My husband gets rolled up little pieces in there from time to time (completely sickening to me), but I don't. I don't scrub my butt the way he does, for pieces to rip off in there. Front to back one time each with 2 -3 size-of-poo appropriate new wads, and the tp is usually in tact.

OMG. Did I just describe my butt wiping technique online?
Kermit, you owe me a new keyboard. I ruined mine spewing coffee from my nose when I read this. Can't.stop.laughing....

I love the idea of cloth wipes. I have certainly used what I refer to as the "pee towel" when we're out of TP but in a million years I could never convince my dh to do it. I'm laughing just thinking about the look on his face if I mentioned it. Oh man.


----------



## StephanieK (Aug 28, 2003)

I'm glad this thread resurfaced. I tried cloth and I love it. I just ordered more baby wipes and use those. It's great. DH isn't doing it, but he may try if I get a mini shower.

Stephanie


----------



## Laughingmommy (Oct 10, 2002)

> _Originally posted by tabitha_
> *like i have mentioned several times in this thread,i keep Tp for my guests as well. few/none of them opt to use it but that is their choice.*
> 
> I am one of those guests. I have to admit, it was a few visits before I felt comfortable using Tabitha's wipes. I am generally very squeamish about body functions. After she told me that she used OUR wipes (GASP!!!), I forced myself to try to use hers at her house. Once I did once, I wondered why it was ever even an issue! Tabitha's is the only place outside of our house where I feel relaxed going to the bathroom.... no itchy (I have eczema), dry, gross, unclean bottom. And she uses all natural cleaners, so no reactions to detergent either!
> ...


----------



## arthead (Nov 25, 2003)

cloths for #1, tp for #2


----------



## HeatherTremblay (Jun 7, 2003)

Quote:


Originally Posted by *Butterflymom*
Since you're washing cloth diapers anyway, and most of us have learned the beauty and glory of having a mini shower by the toilet, why not spray ourselves when we potty and then wipe ourselves dry with a nice cloth wipe?

My friend Jennie uses cloth wipes for her family, which I applaud wholeheartedly, and admire her for immensely.

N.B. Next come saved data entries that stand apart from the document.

PR #2238, opened 2021-09-23
Set `ApplicationName` to startup assembly in swagger CLI

captainsafia:


global.json
```diff
@@ -0,0 +1,5 @@
+{
+  "sdk": {
+    "version": "6.0.100-rc.1.21463.6"
```
davidfowl, line 3: This is a tricky one. Do you really want anyone contributing to the entire repo to require rc1?

captainsafia: At some point, this is going to be required for changes like https://github.com/domaindrivendev/Swashbuckle.AspNetCore/pull/2210. @domaindrivendev mentioned being OK with upgrading to a publicly available RC is fine. I think since we say our RCs are go-live, this should be fine.

The alternative is to remove the tests for this but I think we're gonna benefit greatly from having a test for top-level apps in the repo.

src/Swashbuckle.AspNetCore.Cli/HostingApplication.cs
```diff
@@ -65,7 +65,11 @@ void OnEntryPointExit(Exception exception)
             try
             {
                 // Get the IServiceProvider from the host
-                var services = ((IHost)factory(Array.Empty<string>())).Services;
+                var assemblyName = assembly.GetName()?.Name ?? string.Empty;
```
davidfowl, line 68: I think we want the full name here.

captainsafia: Better safe than sorry!

captainsafia:
@domaindrivendev Can you take a look at this when you get the chance? It resolves an issue with the Docker CLI and minimal apps that use endpoints and controllers.

domaindrivendev:
@captainsafia this appears to also include a lot of the changes from #2210 so it's hard to know what change is specific to this PR. Can you sumarize the code change Docker CLI issue so I can take a look at that and ignore the rest?

captainsafia:
> UPDATE: I see now that this depends on RC1 whereas #2210 depends on RC2. So presumably this could be merged now whereas the other still needs to wait for the official RC2 release. Is that correct?

Yes, correct. I realize this is not clear from looking at the code. This update uses the publicly available RC1 release.

> @captainsafia this appears to also include a lot of the changes from #2210 so it's hard to know what change is specific to this PR. Can you sumarize the code change Docker CLI issue so I can take a look at that and ignore the rest?

The relevant code changes are in this commit: https://github.com/domaindrivendev/Swashbuckle.AspNetCore/pull/2238/commits/b21d0771cf484dfca088ac01dbab0678988c9e74

daniatic:
@captainsafia @domaindrivendev this change leads to a bug when an application uses the new MapStaticAssets. When MapStaticAssets is called without the optional staticAssetsManifestPath parameter the implementation tries to create one by using the ApplicationName. When run by the swashbuckle.cli the ApplicationName is set to the full assembly name which is not a resolvable path and in turn throws an exception when it tries to resolve the path for the manifest file. Please check the excerpt below for the implementation of MapStaticAssets:
```
    public static StaticAssetsEndpointConventionBuilder MapStaticAssets(this IEndpointRouteBuilder endpoints, string? staticAssetsManifestPath = null)
    {
        ArgumentNullException.ThrowIfNull(endpoints);

        var environment = endpoints.ServiceProvider.GetRequiredService<IWebHostEnvironment>();
        staticAssetsManifestPath ??= $"{environment.ApplicationName}.staticwebassets.endpoints.json";

        staticAssetsManifestPath = !Path.IsPathRooted(staticAssetsManifestPath) ?
            Path.Combine(AppContext.BaseDirectory, staticAssetsManifestPath) :
            staticAssetsManifestPath;

        var result = MapStaticAssetsCore(endpoints, staticAssetsManifestPath);

        if (StaticAssetDevelopmentRuntimeHandler.IsEnabled(result.IsBuildManifest, endpoints.ServiceProvider))
        {
            StaticAssetDevelopmentRuntimeHandler.EnableSupport(endpoints, result, environment, result.Descriptors);
        }

        return result;
    }
```

I found a simple workaround by providing the staticAssetsManifestPath myself, but I think this could be improved by setting it to `assembly.GetName().Name` instead of `assembly.GetName().FullName`?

However, I have a couple of issues still, I'm slightly ashamed to say, that I cannot get past yet:
1. The diaper sprayer is COLD!
2. I can imagine washing my own wipes, and the kids wipes, but not my hubby's. It still seems







to me.
3. And finally, a very weak excuse, finding the time to make 50 to 100 family wipes.


----------



## Max's Mami (May 25, 2003)

I MIGHT try it myself but I could never talk DH into it (I dont *think*) though he wont use TP either. He will only use the flushable toddler wipes (I know, I know).

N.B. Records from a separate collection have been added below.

PR #2242, opened 2021-10-04
Feat: Allow to use xml localization with `xml:lang` attribute

unchase:
Allows to use localized xml-tags (`summary`, `remarks`, `example`, `param`) in swagger documentation with [`xml:lang`](https://docs.microsoft.com/en-us/dotNet/api/system.xml.xpath.xpathnavigator.xmllang?view=net-5.0) attribute like this:

```csharp
/// <summary>
/// WeatherForecastController
/// </summary>
/// <summary xml:lang="ru">
/// Контроллер погоды (на русском)
/// </summary>
[ApiController]
[Route("[controller]")]
public class WeatherForecastController : ControllerBase
{
    ...
}
```

```csharp
/// <summary>
/// WeatherForecast (eng)
/// </summary>
/// <summary xml:lang="ru">
/// WeatherForecast (на русском)
/// </summary>
/// <remarks>
/// WeatherForecast description (eng)
/// </remarks>
/// <remarks xml:lang="ru">
/// Описание WeatherForecast (на русском)
/// </remarks>
public class WeatherForecast
{
	...

	/// <summary>
	/// Summary (eng)
	/// </summary>
	/// <summary xml:lang="ru">
	/// Summary (на русском)
	/// </summary>
	/// <example>Some summary (eng)</example>
	/// <example xml:lang="ru">Некоторый summary (на русском)</example>
}
```

Just use `culture` parameter in `IncludeXmlComments`:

I have stopped using a lot of paper products though. Like we have cut way back on paper towles and use burp cloths (the Gerber ones that are *supposed* to be like CPFs) for cleaning Maxi's hands and face during and after meals. I also use them instead of tissue -- he has been congested and runny nosed lately and I have only used them and no tp. Softer on his skin and easier than carrying around a roll or tp or box of tissues.

Hmmm now I am thinking about it! I dont have a mini shower but a peri bottle and wipes would work just as well. I used only a peri bottle for about 3 weeks after giving birth to avoid touching the stitches for a small tear so I know it works.


----------



## TRIBE (Apr 10, 2004)

We have been using cloth wipes for about 7 months now. It makes things so much simpler (and cleaner lol). DH was totally against it at first but I asked him to try it for just a week. 3 weeks later after not saying anything I asked what he thought. He raved! I just







that man!

Some ppl get grossed out at the thought of washing the family wipes but I touch/see those less than I do the baby's wipes. We keep a bummis bag hooked on the doorknob & toss the wipes in there, then I dump the bag & wipes in the wash.


----------



## HeatherTremblay (Jun 7, 2003)

Quote:


Originally Posted by *Jenniebug*
Some ppl get grossed out at the thought of washing the family wipes but I touch/see those less than I do the baby's wipes. We keep a bummis bag hooked on the doorknob & toss the wipes in there, then I dump the bag & wipes in the wash.

I keep meaning to ask you, and never get around to it ~ how many wipes did you make for you and your dh to use on a weekly basis, or however often you wash ~ and how often DO you wash?


----------



## TRIBE (Apr 10, 2004)

Quote:


Originally Posted by *Heather_the_Feather*
I keep meaning to ask you, and never get around to it ~ how many wipes did you make for you and your dh to use on a weekly basis, or however often you wash ~ and how often DO you wash?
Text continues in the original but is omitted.